Can you explain a bit more?

If your unzipped poi files are in the download folder you should be able to open and use them.


----------



## Derby Donkey (Mar 3, 2014)

The autoroute csv files,  but I see now what has happened. 
I downloaded and unzipped them on the tablet and although they are in 'downloads' they have been captured in there in Polaris. 
Any ideas apart from using lappy to enter them?  That's what I did for the klm files and they are fine.


----------



## Andy75 (Mar 4, 2014)

Thanks for the app.  All up and working OK on Galaxy Note 2.


----------



## MikeH (Mar 4, 2014)

Derby Donkey said:


> The autoroute csv files,  but I see now what has happened.
> I downloaded and unzipped them on the tablet and although they are in 'downloads' they have been captured in there in Polaris.
> Any ideas apart from using lappy to enter them?  That's what I did for the klm files and they are fine.



I`m sorry, I don`t understand.

Only csv files are compatible with the free version.

If you are using the paid version, exactly the same process is used to load kml and loc files.


----------



## Derby Donkey (Mar 4, 2014)

Paid version.
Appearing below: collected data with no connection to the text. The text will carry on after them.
PR #5531, opened 2026-07-08
chore: redact sensitive values in config and Redis error logging

ValentinVPK:
### Description

Improve Redis cache configuration and error logging.

  ### Related issue(s)

 #5535 

  ### Testing Guide

 Run the config-service unit tests: `npm run test`.

  N/A

  N/A


src/relay/lib/errors/RedisCacheError.ts
```diff
@@ -1,13 +1,24 @@
...
+ * Redacts credentials embedded in connection-string style URLs within a text value.
+ * Any userinfo segment between `scheme://` and `@` is replaced with `***`, so
+ * `redis://user:pass@host:6379` becomes `redis://***@host:6379`. Values without an
+ * embedded `user:pass@` segment (e.g. `redis://host:6379`) are returned unchanged.
+ *
+ * @param value - Arbitrary text that may contain one or more URLs with embedded credentials.
+ * @returns The text with any URL credentials redacted.
+ */
+export function redactUrlCredentials(value: string): string {
+  return value.replace(/([a-z][a-z0-9+.-]*:\/\/)[^\s/@]*@/gi, '$1***@');
```
tgntr: currently this regex stops at the first @, so for example `redis://user:p@ss@host` redacts to `redis://**@ss@host` and still leaks part of the password. should we drop the @ from the character class — `[^\s/@]*@` → `[^\s/]*@` so it consumes up to the last @ before the host and redacts the whole credential segment?

tgntr (commented):
LGTM, only one minor comment.

should we add a test to verify masked error logging?

src/relay/lib/errors/RedisCacheError.ts
ValentinVPK: Good catch. Fixed

tgntr (approved):

natanasow (approved):

BartoszSolkaBD (approved):

PR #5551, opened 2026-07-20
chore(ci): automate Solo, consensus node, and mirror node version updates

### LINKED ISSUE #5235: Automate Solo, consensus node, and mirror node version updates in CI
## Problem

With the migration from LocalNode to Solo in #5234, we are carrying forward a long-standing problem: there is no automated pipeline to keep the consensus node (CN) and mirror node (MN) versions up to date.

Previously with LocalNode, and now with Solo (via `falcon.yml`), the CN and MN versions are pinned in configuration files. These versions stay unchanged for extended periods, sometimes spanning several releases, until someone manually bumps them. When that manual upgrade finally happens, a large number of tests tend to break because of the accumulated gap between the versions we test against and the latest releases.

For reference, the current Solo configuration in `.github/falcon.yml` and the workflow files pin:

- Solo version: `0.68.0` (hardcoded in each workflow's `npx @hashgraph/solo@...` command)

I loaded the kml files at home via laptop but tried to download and unzip csv files directly to the tablet.  When I looked in 'downloads' they are there but 'inside' Polaris and although it finds them it cannot read them.  
Will try again next time I am home.


----------



## MikeH (Mar 4, 2014)

Derby Donkey said:


> Paid version. I loaded the kml files at home via laptop but tried to download and unzip csv files directly to the tablet.  When I looked in 'downloads' they are there but 'inside' Polaris and although it finds them it cannot read them.
> Will try again next time I am home.



Ok, you`ll have to tell me what Polaris is as I haven`t come across that term in this context.


----------



## MikeH (Mar 24, 2014)

I`m working on getting offline maps working in my app, Tog-Along. 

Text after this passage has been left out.